*** Opening Supplied records ***
PR #2823, opened 2015-06-30
Linear Window\Door Sensor Update

SkynetHome:
Removed non applicable configuration parameters and association groups.


cdjackson:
*** Closing Supplied records ***
** Task goal **
Retype every line of the listing above exactly as given.

** Response to the task **
PR #2823, opened 2015-06-30
Linear Window\Door Sensor Update

SkynetHome:
Removed non applicable configuration parameters and association groups.


cdjackson:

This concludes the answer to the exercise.